Like many contemporary movies, Michael Robinson’s absorbing, poetic film “Circle in the Sand,” is set in a post-apocalyptic world. It concerns itself with a familiar question: how will the few survivors view us and our world, after we’ve destroyed it? But Robinson’s utterly original take on this genre, and his oblique, metaphorical approach, make this film unique.
The first image, in an abstract, visual prolog to the piece, is of a glittering, sequin-covered curtain. This key image is echoed in many moments throughout the film, and seems to represent the tantalizing glitter that the artifacts of our technological era have for the post-apocalyptic survivors.
The film is set in a gorgeous, seemingly pristine land of shrubs and woods near a rocky coast, but the inhabitants keep coming across remnants from the technological past: radios, computers, plastic press-on nails. The people we see are living on the land in a fairly primitive way, but the constant background noise of airplanes and radios indicates that, somewhere, the technological world continues, if only as a kind of background echo. The camera continues to linger on images which glitter and sparkle, echoing the sequined curtain: dewdrops on a spider’s web, light bouncing off the ocean waves, embers in a fire.

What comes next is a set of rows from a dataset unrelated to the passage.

Issue #3022, opened 2016-12-28
Install default CNI plugins when os_sdn_network_plugin_name=cni?


ozdanborne:
According to the [k8s docs](http://kubernetes.io/docs/admin/network-plugins/#cni):

>Kubernetes requires the standard CNI `lo` plugin, at minimum version 0.2.0

I'm thinking it would make sense for openshift-ansible to download and install the `loopback` plugin when `os_sdn_network_plugin_name=cni`. Or even better - download all the default plugins?

sdodson:
@djosborne sorry for the delay in getting to this, but loopback plugin is a standard kubernetes CNI plugin?
@dcbw Is this something we should be shipping in our openshift packages?

djosborne:
@sdodson Yes. For example, `registry-console-1-deploy` fails to deploy when networking mode is set to CNI:

`oc describe pod registry-console-1-deploy` shows the following:
```
Error syncing pod, skipping: failed to "SetupNetwork" for "registry-console-1-deploy_default" with SetupNetworkError: "Failed to setup network for pod \"registry-console-1-deploy_default(e89d0b14-0391-11e7-a4da-42010af0003e)\" using network plugins \"cni\": failed to find plugin \"loopback\" in path [/opt/loopback/bin /opt/cni/bin]; Skipping pod"
```

PR #3038, opened 2017-01-04
Add Calico as a Networking Option

djosborne:
Looking for feedback on this PR to add Calico as an optional networking option for Openshift.

There are still a few missing pieces and some bugs, so I don't recommend anyone attempt to run this yet.

Isolation isn't working in this yet as the policy controller is not started. I will work towards adding it but just wanted to make sure my general approach was acceptable before doing so.

### DIFF
--- a/roles/calico/tasks/main.yml
+++ b/roles/calico/tasks/main.yml
@@ -1,0 +1,74 @@
+---
+- include: ../../../roles/etcd_client_certificates/tasks/main.yml
+  vars:
+    etcd_cert_prefix: calico.etcd-
+    etcd_cert_config_dir: "{{ openshift.common.config_base }}/calico"
+    embedded_etcd: "{{ hostvars[groups.oo_first_master.0].openshift.master.embedded_etcd }}"
+    etcd_ca_host: "{{ groups.oo_etcd_to_config.0 }}"
+    etcd_cert_subdir: "openshift-calico-{{ openshift.common.hostname }}"
+
+- name: Assure the calico certs have been generated
+  stat:
+    path: "{{ item }}"
+  with_items:
+  - "{{ calico_etcd_ca_cert_file }}"
+  - "{{ calico_etcd_cert_file}}"
+  - "{{ calico_etcd_key_file }}"
+
+- name: Configure Calico service unit file
+  template:
+    dest: "/lib/systemd/system/calico.service"
+    src: calico.service.j2
+
+- name: Enable calico
+  become: yes
+  systemd:
+    name: calico
+    daemon_reload: yes
+    state: started
+    enabled: yes
+  register: start_result
+
+- name: Assure CNI conf dir exists
+  become: yes
+  file: path="{{ cni_conf_dir }}" state=directory
+
+- name: Generate Calico CNI config
+  become: yes
+  template:
+    src: "calico.conf.j2"
+    dest: "{{ cni_conf_dir }}/10-calico.conf"
+
+- name: Assures Kuberentes CNI bin dir exists
+  become: yes
+  file: path="{{ cni_bin_dir }}" state=directory
+
+- name: Download Calico CNI Plugin
+  become: yes
+  get_url:
+    url: https://github.com/projectcalico/cni-plugin/releases/download/v1.5.5/calico
+    dest: "{{ cni_bin_dir }}"
+    mode: a+x
+
+- name: Download Calico IPAM Plugin
+  become: yes
+  get_url:
+    url: https://github.com/projectcalico/cni-plugin/releases/download/v1.5.5/calico-ipam
+    dest: "{{ cni_bin_dir }}"
+    mode: a+x
+
+- name: Download and unzip standard CNI plugins
+  become: yes
+  unarchive:
+    remote_src: True
+    src: https://github.com/containernetworking/cni/releases/download/v0.4.0/cni-amd64-v0.4.0.tgz
+    dest: "{{ cni_bin_dir }}"
+
+- name: Assure Calico conf dir exists
+  become: yes
+  file: path=/etc/calico/ state=directory
+
+- name: Set calicoctl.cfg
+  template:
+    src: calico.cfg.j2
+    dest: "/etc/calico/calicoctl.cfg"
--- a/roles/calico/templates/calico.service.j2
+++ b/roles/calico/templates/calico.service.j2
@@ -1,0 +1,29 @@
+[Unit]
+Description=calico
+After=docker.service
+Requires=docker.service
+
+[Service]
+Restart=always
+ExecStartPre=-/usr/bin/docker rm -f calico-node
+ExecStart=/usr/bin/docker run --net=host --privileged \
+ --name=calico-node \
+ -e WAIT_FOR_DATASTORE=true \
+ -e FELIX_DEFAULTENDPOINTTOHOSTACTION=ACCEPT \
+ -e CALICO_IPV4POOL_IPIP=always \
+ -e FELIX_IPV6SUPPORT=false \
+ -e ETCD_ENDPOINTS={{ etcd_endpoints }} \
+ -v /etc/origin/calico:/etc/origin/calico \
+ -e ETCD_CA_CERT_FILE={{ calico_etcd_ca_cert_file }} \
+ -e ETCD_CERT_FILE={{ calico_etcd_cert_file }} \
+ -e ETCD_KEY_FILE={{ calico_etcd_key_file }} \
+ -e NODENAME={{ openshift.common.hostname }} \
+ -v /var/log/calico:/var/log/calico \
+ -v /lib/modules:/lib/modules \
+ -v /var/run/calico:/var/run/calico \
+ calico/node:v1.1.0
+
+ExecStop=-/usr/bin/docker stop calico-node
+
+[Install]
+WantedBy=multi-user.target
--- a/roles/calico_master/tasks/main.yml
+++ b/roles/calico_master/tasks/main.yml
@@ -1,0 +1,41 @@
+---
+- name: Assure the calico certs have been generated
+  stat:
+    path: "{{ item }}"
+  with_items:
+  - "{{ calico_etcd_ca_cert_file }}"
+  - "{{ calico_etcd_cert_file}}"
+  - "{{ calico_etcd_key_file }}"
+
+- name: Create temp directory for policy controller definition
+  command: mktemp -d /tmp/openshift-ansible-XXXXXXX
+  register: mktemp
+  changed_when: False
+
+- name: Write Calico Policy Controller definition
+  template:
+    dest: "{{ mktemp.stdout }}/calico-policy-controller.yml"
+    src: calico-policy-controller.yml.j2
+
+- name: Launch Calico Policy Controller
+  command: >
+    {{ openshift.common.client_binary }} create
+    -f {{ mktemp.stdout }}/calico-policy-controller.yml
+    --config={{ openshift.common.config_base }}/master/admin.kubeconfig
+  register: calico_create_output
+  failed_when: ('already exists' not in calico_create_output.stderr) and ('created' not in calico_create_output.stdout)
+  changed_when: ('created' in calico_create_output.stdout)
+
+- name: Delete temp directory
+  file:
+    name: "{{ mktemp.stdout }}"
+    state: absent
+  changed_when: False
+
+
+- name: oc adm policy add-scc-to-user privileged system:serviceaccount:kube-system:calico
+  oc_adm_policy_user:
+    user: system:serviceaccount:kube-system:calico
+    resource_kind: scc
+    resource_name: privileged
+    state: present
--- a/roles/etcd_client_certificates/tasks/main.yml
+++ b/roles/etcd_client_certificates/tasks/main.yml
@@ -51,7 +51,7 @@
     creates: "{{ etcd_generated_certs_dir ~ '/' ~  etcd_cert_subdir ~ '/'
                  ~ etcd_cert_prefix ~ 'client.csr' }}"
   environment:
-    SAN: "IP:{{ etcd_ip }}"
+    SAN: "IP:{{ etcd_ip }},DNS:{{ etcd_hostname }}"
   when: etcd_client_certs_missing | bool
   delegate_to: "{{ etcd_ca_host }}"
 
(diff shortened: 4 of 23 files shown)


sdodson:
FYI @rajatchopra

rajatchopra:
As per a review meeting, the following three items need attention (in no particular order of severity/priority):

1. Make sure the use_calico option is mutually exclusive
2. Create a separate task for calico-master for the policy+controller service
3. Eventually move off to having a separate etcd instance (do not use the one that openshift creates)

@djosborne Thanks for the PR. Looking forward to getting this merged. Let me know if I missed anything.

djosborne:
@rajatchopra I'm trying to implement the 2nd suggestion (split into master / common role). But for some reason when I run with [the 5th commit in this PR](https://github.com/openshift/openshift-ansible/pull/3038/commits/8b98e4ded0060817294c8c6be731a7d9204826e3), the etcd certs become empty directories instead of ... certificates. I think it has to do with [the variables set in master/config.yml](https://github.com/openshift/openshift-ansible/pull/3038/commits/8b98e4ded0060817294c8c6be731a7d9204826e3#diff-385d17203ec610a738ee3ec5938ce287R177), but I'm not sure what I'm doing wrong.

I'm running this on a cluster where the host is both a master and node.

roles/etcd_client_certificates/tasks/main.yml
```diff
@@ -1,4 +1,24 @@
 ---
+- name: DEBUG etcd_cert_config_dir
```
jcpowermac: @djosborne not sure if you caught this but you brought over some of my debug / pause actions.

djosborne:
@rajatchopra This PR should be ready for you to take a look. Here's some information on some  caveats:

### Sample Inventory.ini
Tested with Openshift origin v1.3
```
[OSEv3:children]
masters
nodes
etcd

[OSEv3:vars]
os_sdn_network_plugin_name=cni
openshift_use_openshift_sdn=false
openshift_use_calico=true

[masters]
master1 ansible_host=104.196.229.127

[nodes]
master1 openshift_node_labels="{'region': 'infra'}" 
node2 ansible_host=104.198.3.155

[etcd]
db1 ansible_host=104.196.253.167
```

### External etcd
This calico playbook only supports explicitly defined etcd hosts. I modeled it after the flannel playbook role which has the same requirement.

### Generating etcd Client Certs
The newly introduced Calico playbook role lists `openshift_etcd_client_certificates` as a dependency. But (with the help of @jcpowermac), I discovered that on master hosts, generation of the certs wasn't happening until _after_ calico's playbook role was executed. Because of this, Calico was volume mounting non-existent certs into it's docker container. Docker's default behavior is to then create empty directories on the host in this scenario.

To circumvent this, I modified the role to have the following behavior:

- Node-only hosts successfully generate etcd client certs which Calico will use.
- Master-only and master+node hosts configure Calico to use the existing etcd client certs on the host. Calico certs are still generated for these hosts afterwards, but are not used.

The correct fix here is probably to fix etcd client cert generation so that it happens before the Calico role. But I don't want to waste too much time on this since long term we will likely switch to Calico's "etcdless" backend which uses the kubernetes apiserver to store data, removing the dependency on etcd altogether.

### Etcd cert SAN field
[According to digicert](https://www.digicert.com/subject-alternative-name-compatibility.htm): 
>If a SSL Certificate has a Subject Alternative Name (SAN) field, then SSL clients are supposed to ignore the Common Name value and seek a match in the SAN list. This is why DigiCert always repeats the common name as the first SAN in our certificates.

I found that the SSL libraries Calico uses follows this same paradigm, and was skipping the SN of the etcd cert and jumping directly to the SAN, which only specified the IP of etcd. I configured Calico to connect to etcd using its hostname, so I added the hostname in the SAN field. 

### Other
- I haven't tested with multi-master yet. 
- I'm not completely satisfied with how the `calico` and `calico_master` role are split up / depend on each other. I think I'd like to introduce `calico_certs` and `calico_common` roles to better divy up, but figured since this "works" it'd be best to hold off for now.

zhwenh:
hello , I "git clone https://github.com/djosborne/openshift-ansible/tree/calico  " this version, and setup show this error:
TASK [openshift_ca : Create the master certificates if they do not already exist] ***
fatal: [10.1.130.15 -> 10.1.130.15]: FAILED! => {"changed": true, "cmd": ["/usr/local/bin/oc", "adm", "create-master-certs", "--hostnames=kubernetes.default,kubernetes.default.svc.cluster.local,kubernetes,openshift.default,openshift.default.svc,172.30.0.1,10.1.130.15,openshift.default.svc.cluster.local,kubernetes.default.svc,openshift", "--master=https://10.1.130.15:8443", "--public-master=https://10.1.130.15:8443", "--cert-dir=/etc/origin/master", "--overwrite=false"], "delta": "0:00:03.154188", "end": "2017-02-06 16:29:33.655000", "failed": true, "rc": 1, "start": "2017-02-06 16:29:30.500812", "stderr": "Command \"create-master-certs\" is deprecated, Use 'oc adm ca' instead.\nopen /etc/origin/master/master.etcd-client.crt: is a directory", "stdout": "Generated new key pair as /etc/origin/master/serviceaccounts.public.key and /etc/origin/master/serviceaccounts.private.key", "stdout_lines": ["Generated new key pair as /etc/origin/master/serviceaccounts.public.key and /etc/origin/master/serviceaccounts.private.key"], "warnings": []}

        to retry, use: --limit @/root/ansible-calico/openshift-ansible-calico/playbooks/byo/config.retry

**my hosts :**
[OSEv3:children]
masters
nodes
etcd
# Set variables common for all OSEv3 hosts
[OSEv3:vars]
# SSH user, this user should allow ssh based auth without requiring a password
openshift_master_hostnames=10.1.130.15
ansible_ssh_user=root
openshift_clock_enabled=true
openshift_install_examples=true
#deployment_subtype=registry
deployment_type=origin

openshift_master_default_subdomain=svc.cluster.local
osm_cluster_network_cidr=172.88.0.0/16
openshift_release=v1.3.1
openshift_image_tag=v1.3.1
openshift_use_dnsmasq=true
openshift_pkg_version=-1.3.1
openshift_dns_ip=172.30.0.1
openshift_docker_options="--insecure-registry 172.30.0.0/16 --insecure-registry 172.88.0.0/16 --insecure-registry  10.1.0.0/16 --ipv6=false"
openshift_master_identity_providers=[{'name': 'htpasswd_auth', 'login': 'true', 'challenge': 'true', 'kind': 'HTPasswdPasswordIdentityProvider', 'filename': '/etc/origin/master/htpasswd'}]
openshift_additional_repos=[{'id': 'origin-release', 'name': 'origin-release', 'baseurl': 'http://cbs.centos.org/repos/paas7-openshift-origin-release/x86_64/os/','enabled': 1, 'gpgcheck': 0}]
os_sdn_network_plugin_name=cni
openshift_use_openshift_sdn=false
openshift_use_calico=true

# host group for masters
[masters]
10.1.130.15

[etcd]
10.1.130.15
# host group for nodes, includes region info
[nodes]
10.1.130.15 openshift_node_labels="{'nodetype': 'db'}" 
10.1.130.16 openshift_node_labels="{'nodetype': 'normal'}"
10.1.130.14 openshift_node_labels="{'nodetype': 'normal'}"

DanyC97:
@zhwenh you mind if you edit your last comment and format the output into block code so it can be easily read?

DanyC97:
will be nice to make merge this work, not sure what else is needed though

djosborne:
Rebasing onto latest head of `openshift-ansible` is causing connectivity issues when the cluster comes up with Calico. I'm investigating this week.

djosborne:
Hey all, I've fixed up this PR and believe it should work. Tested with Openshift 1.4 and it seems to be working.

One of the fixes required for 1.4 was ensuring the CNI loopback plugin was installed. I added this commit (https://github.com/openshift/openshift-ansible/pull/3038/commits/b183d971f693eb6c62a0da94c3a6862cb7c41ebe) but we should really come up with a more sensible way to resolve this correctly. I raised an issue at #3022 )

roles/calico_master/tasks/main.yml
```diff
@@ -0,0 +1,52 @@
...
+  changed_when: ('created' in calico_create_output.stdout)
+
+- name: Delete temp directory
+  file:
+    name: "{{ mktemp.stdout }}"
+    state: absent
+  changed_when: False
+
+
+- name: Set permissions for calico
```
jcpowermac: @djosborne can you replace this `command` with the new `lib_openshift` module actions?
Example here: https://github.com/openshift/openshift-ansible/blob/master/roles/openshift_hosted/tasks/registry/registry.yml#L60

https://github.com/openshift/openshift-ansible/tree/master/roles/lib_openshift/library

jcpowermac:
@djosborne once we get closer to approving this PR can this be squashed?

smarterclayton:
Is this using the master etcd?  If so the only access allowed will be from the master nodes - we don't let other clients talk directly to etcd - a separate etcd would be required.

djosborne:
@smarterclayton - This does access master etcd from the nodes. @rajatchopra originally OK'd this as a short term solution. Instead of doing the work to roll our own etcd, I plan to jump directly to using the Kuberentes Apiserver as a backend, removing Calico's dependency on etcd altogether. Planning this as follow-up work.

I'm doing some final testing but would love to see this get in as a first increment this week. Can someone provide some insight on why the travis-ci build is failing? I can't understand what is causing it.

I've live-demoed to @jcpowermac and addressed his PR feedback. What else is needed to get this in?

smarterclayton:
I don't know that we can recommend that as anything other than a trial or demo setup.  We don't allow that for other components, and so it's pretty important that this be:

a) impossible to enable without understanding the security implications
b) not be copied to other places in the code until it is removed within a reasonably short time window 
c) not listed as a recommended or supported configuration

@liggitt @sdodson Scott can you make sure that there is the appropriate security and controls around this so that it does not get kept as is or allowed to escape the very limited circumstances here?  Also a timeframe for this to move to not having direct access.

jcpowermac:
@djosborne looks like the reason travis is failing is:
`./roles/openshift_facts/library/openshift_facts.py:469:1: E302 expected 2 blank lines, found 1`

djosborne:
@smarterclayton 

>I don't know that we can recommend that as anything other than a trial or demo setup.

That is fine. The intent here is to get a base integration working. This work has been going on since before 1.4 was released and has taken unexpetedly long to get working. I'd really like to see this merged as a base working case with the intent of immediately iterating on and improving it.

jcpowermac:
@djosborne maybe remove WIP so the maintainers know this is ready.
@sdodson or @abutcher can you please review.

rajatchopra:
@djosborne The PR looks fine to me. Two things:

1. We are planning to restructure the ansible repo for plugins. So the way this is done is likely going to be rejigged. This PR should nevertheless get merged as the re-architecture starts, but expect to work on the new model soon.
2. The etcd being re-used is a non-flyer for production as you have understood. Could you add a README to the calico folder indicating that its not intended for production. Also link to some docs summarizing calico plugin so that any community user has at least some clues on what/how/why things work with the calico plugin.

djosborne:
@rajatchopra I've added the warning, and opened an issue at Calico Docs to add OpenShift documentation resources. Will move that along ASAP

roles/calico/tasks/main.yml
```diff
@@ -0,0 +1,74 @@
...
+    etcd_ca_host: "{{ groups.oo_etcd_to_config.0 }}"
+    etcd_cert_subdir: "openshift-calico-{{ openshift.common.hostname }}"
+
+- name: Assure the calico certs have been generated
+  stat:
+    path: "{{ item }}"
+  with_items:
+  - "{{ calico_etcd_ca_cert_file }}"
+  - "{{ calico_etcd_cert_file}}"
+  - "{{ calico_etcd_key_file }}"
```
sdodson: You're not actually creating these, you're requiring that they exist prior to running ansible? Perhaps document how you'd expect to create them in README.md?

roles/calico_master/tasks/main.yml
```diff
@@ -0,0 +1,41 @@
+---
+- name: Assure the calico certs have been generated
+  stat:
+    path: "{{ item }}"
+  with_items:
+  - "{{ calico_etcd_ca_cert_file }}"
+  - "{{ calico_etcd_cert_file}}"
+  - "{{ calico_etcd_key_file }}"
```
sdodson: Likewise, document how to create these?

roles/calico/templates/calico.service.j2
```diff
@@ -0,0 +1,29 @@
...
+ -e ETCD_ENDPOINTS={{ etcd_endpoints }} \
+ -v /etc/origin/calico:/etc/origin/calico \
+ -e ETCD_CA_CERT_FILE={{ calico_etcd_ca_cert_file }} \
+ -e ETCD_CERT_FILE={{ calico_etcd_cert_file }} \
+ -e ETCD_KEY_FILE={{ calico_etcd_key_file }} \
+ -e NODENAME={{ openshift.common.hostname }} \
+ -v /var/log/calico:/var/log/calico \
+ -v /lib/modules:/lib/modules \
+ -v /var/run/calico:/var/run/calico \
+ calico/node:v1.1.0
```
sdodson: Is this on quay.io like calico-policy-controller image? If so you'll need to specify it as it's not included in our default docker config.

sdodson:
aos-ci-test

sdodson:
[test]

sdodson:
At some point in the future origin will support arm64 and ppc64le architectures. Which architectures is calico built for?

sdodson:
[merge]

zhwenh:
calico network failed to "SetupNetwork" 
 
origin v1.5.0-rc.0 Version + Calico + cni

Steps To Reproduce

router-3-deploy_default pod run show error message

Current Result

Expected Result

Additional Information

Error syncing pod, skipping: failed to "SetupNetwork" for "router-3-deploy_default" with SetupNetworkError: "Failed to setup network for pod "router-3-deploy_default(799d976f-1502-11e7-b3c1-fa163e10ef43)" using network plugins "cni": failed to send CNI request: Post http://dummy/: dial unix /var/run/openshift-sdn/cni-server.sock: connect: no such file or directory; Skipping pod"	39 times in the last 0 seconds

sdodson:
@zhwenh Can you please open an issue for that and mention @djosborne ? Your complete inventory would be helpful too.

We see three young women and four young men who inhabit this landscape, but the women and men live separately. They have a curious relationship with the CDs, magazines, and trinkets they keep finding buried in the sand. They carefully study the objects for clues, and they read aloud to each other excerpts from paperback novels. (It’s the only spoken dialog we hear, as they are not talkative people.) But they also ritualistically destroy the objects, and this veneration mixed with anger seems to be a kind of spiritual practice. A key line of text is superimposed on the images twice: “We wanted to destroy knowledge, but from within knowledge… We forget everything, so as to start over.”
The women dress in found remnants, such as you might pick up in a terrible thrift store, and they prefer to read romance novels. The men live in tents like boy scouts, and they read war novels. An oblique series of vignettes give clues about what’s going on here, without ever spelling out the details. The men seem to have certain rights over the women, and they take one of them prisoner. Since the men aren’t violent and the woman doesn’t resist, it appears to be part of an agreement between the two groups. Later, the other women rescue her, apparently by psychic means.
The inhabitants of this world have a peculiar mixture of passionate interest in the past and bored apathy. They have have lost most of their cultural knowledge and technological skills (although one man still knows how to drive a car). They are fascinated with the old clothes, jewelry, appliances, and magazines which they find, because they have lost the ability to make their own clothes or even to cook a meal or grow food. They live in a world of natural beauty, but they do not have detailed knowledge of the place in which they live. These young people look more like bored club kids. They don’t believe in their ability to create new culture. The men are only playing at being soldiers, in the same way that the women are playing at being archeologists or historians.
Robinson has created a deliberately open-ended narrative, which can yield many interpretations. Since the characters are all young, one of the things it suggested to me was the way the current younger generation views the vanished wildness and glamor of the hippie generation. In the gay world, for example, younger gay men know that there was a legendary group of men who had a genius for wild and brilliant culture, but then they were hit by an enormous disaster, and they were wiped out in large numbers. Is Robinson’s post-apocalyptic world the post-AIDS world where (in certain bleak moments) it can seem as if everyone has forgotten how to create a living, vibrant culture and community? Many younger artists are more involved in studying and re-creating work from the past than they are in making something new. (Of course, if you look in the right places, one can also see that current creative culture is very much alive and flourishing.)
In the middle of the film, one of the women studies a glossy magazine that she has found, and Robinson inserts an exquisitely wrought graphic sequence. The magazine pictures of happy, rich media stars are overlaid with celestial stars, which tantalizingly suggest constellations as they glitter. Apparently, to members of this tribe, looking at images from our world is like looking at the night sky: they see a random field which suggests significant patterns. In the horoscopes of the future, people gaze at artifacts from our world and try to discern the cosmic forces which order the universe. Later, the women are explicitly shown using the plastic press-on nails as a divining device, as one would cast bones or runes. “Circle in the Sand” depicts a world of exhausted survivors of a ruined world, groping for meaning from the glittering shards.